Should I be waiting for my pup to finish her shots before taking her out to meet other dogs/pups? If that is the case, I won't be able to plan any playdates before the 28th.

The replies seem to vary.


----------



## R E McCraith (Nov 24, 2011)

Kim used to swim in the Booton rapids


----------



## katicabogar86 (Jul 4, 2012)

dcjwlee said:


> Should I be waiting for my pup to finish her shots before taking her out to meet other dogs/pups? If that is the case, I won't be able to plan any playdates before the 28th.
> 
> The replies seem to vary.


I don't know, I'm waiting until she's done (on the 23rd), it just makes me feel better knowing she won't catch anything from another dog.


----------



## kiminboonton (Nov 22, 2011)

R E McCraith- what do you mean "Kim used to swim in the Boonton rapids" 

My dog is all up to date with her shots, but if you want to wait, the Vizsla Family Fun day is definitely in our future.


----------



## R E McCraith (Nov 24, 2011)

Kim - raised in West Orange - we went to the falls and had a ball - no more no less


----------



## R E McCraith (Nov 24, 2011)

Kim - now called grace lord park - jumped off the bridge on 202 to many times - this was just a post from when I was young in the 60's - hope I did not hurt your feeling's


----------



## Oquirrh the V (Jun 24, 2011)

I'm going to be in Jersey on Saturday! I won't have my pup, as we are flying from Utah and visitng my boyfriend's family in Vermont. BUT I wouldn't mind seeing a V pup walking down the street while I'm in the area. I know I'm going to be missing my pup WAY too much. We will be staying at the Marriott near Plainfield. Just thought I would share.


----------



## kiminboonton (Nov 22, 2011)

R E McCraith- I was confused, I thought you were hiding behind the trees watching me playing with my dog in the falls. LOL!


----------



## R E McCraith (Nov 24, 2011)

Kim - welcome 2 the forum - luV the V & luV U for loVing them 2 - been in Kentucky since 1967 - I do do miss the Falls - take 1 jump into the hole at the bottom of the falls 4 PIKE & me ! LOL


----------



## texasred (Jan 29, 2012)

kiminboonton said:


> R E McCraith- I was confused, I thought you were hiding behind the trees watching me playing with my dog in the falls. LOL!

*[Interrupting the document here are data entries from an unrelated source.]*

PR #737, opened 2026-06-03
Make tunnel-info API bind host configurable (--tunnel-info-host / GO_IOS_AGENT_HOST)

aluedeke:
## Problem

`ServeTunnelInfo` hard-codes its HTTP listener to `127.0.0.1`:

```go
http.ListenAndServe(fmt.Sprintf("127.0.0.1:%d", port), mux)
```

So the tunnel-info API (`/tunnel/{udid}`, `/tunnels`, `/health`) can only be reached from the same host/network namespace as the daemon. This is a problem when `ios tunnel start` runs in its own container/netns and another process needs to query or stop tunnels.

A host knob already exists for the **client** side — `--tunnel-info-host` is read in `main.go` and `GO_IOS_AGENT_HOST` is honoured by `ios.HttpApiHost()` — but it never reached the **server**, and `--tunnel-info-host` was not even declared in the usage block, so `arguments.String` always errored and silently fell back to the env/default.

## Change

- Thread the host through `startTunnel` → `ServeTunnelInfo`, and bind `fmt.Sprintf("%s:%d", host, port)`.
- Declare `--tunnel-info-host=<host>` in the docopt usage and in `internal/clihelp/help.yaml` (golden files regenerated with `go test . -run TestHelp -update`).
- Fall back to `ios.HttpApiHost()` (`GO_IOS_AGENT_HOST`, default `127.0.0.1`) when the flag is unset/empty — now that the flag is declared, `arguments.String` returns `""` rather than an error, so the empty case is handled explicitly.

**Default behaviour is unchanged** — it still binds `127.0.0.1` unless `--tunnel-info-host` / `GO_IOS_AGENT_HOST` is set. Set e.g. `--tunnel-info-host=0.0.0.0` to expose it.

## Testing

- `go test .` and `go test ./ios/tunnel/` pass; `go vet` and `gofmt` clean.
- `go build` + `ios --help` shows the new flag.

## Note

Exposing the tunnel-info API off loopback also exposes `DELETE /tunnel/{udid}` (stop a tunnel), so it should only be bound on a trusted network — reflected in the help text.


danielpaulus (approved):
Good stuff! Thanks!

PR #754, opened 2026-06-08
fix(forward): stop logging normal connection teardown as errors

aluedeke:
## Problem

The two `io.Copy` goroutines in `StartNewProxyConnection` (`ios/forward/forward.go`) log `forward: close clientConn ...` at **error** level unconditionally — without even inspecting the `io.Copy` return value. Since `io.Copy` returns `nil` on a clean EOF, **every** forwarded connection that opens and closes emits two spurious error lines (one per direction):

```
error  forward: close clientConn --> deviceConn
error  forward: close clientConn <-- deviceConn
```

For workloads that cycle many short-lived forwarded connections this floods logs with errors that arent errors, and makes real failures hard to spot.

## Fix

The two copy goroutines were near-identical, differing only in direction and log message. Factor the half-duplex copy + teardown into a single `copyAndClose` closure that captures the shared connection state, and make its logging level-aware:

That made me laugh so hard.
I can't stop laughing.
Sorry, still laughing.


----------



## dcjwlee (Jun 22, 2012)

Hey just wanted to give an update to anyone in NJ that Penny has finished her shots and is ready to play!


----------



## katicabogar86 (Jul 4, 2012)

Still waiting for Csilla to get her's finished. The vet was supposed to finish them at the past appt but changed his mind SO now the new date is Aug 23


----------



## kiminboonton (Nov 22, 2011)

I'll definitely be at Vizsla family fin day at the Burjan farm in Flemington on August 5th. If anyone else if going there then maybe we should put soemthing on our dogs collarso we know who'd coming from the forum?


----------



## dcjwlee (Jun 22, 2012)

katicabogar86 said:


> Still waiting for Csilla to get her's finished. The vet was supposed to finish them at the past appt but changed his mind SO now the new date is Aug 23


Whoa, that's almost another month? Is that normal? Did he give a reason? 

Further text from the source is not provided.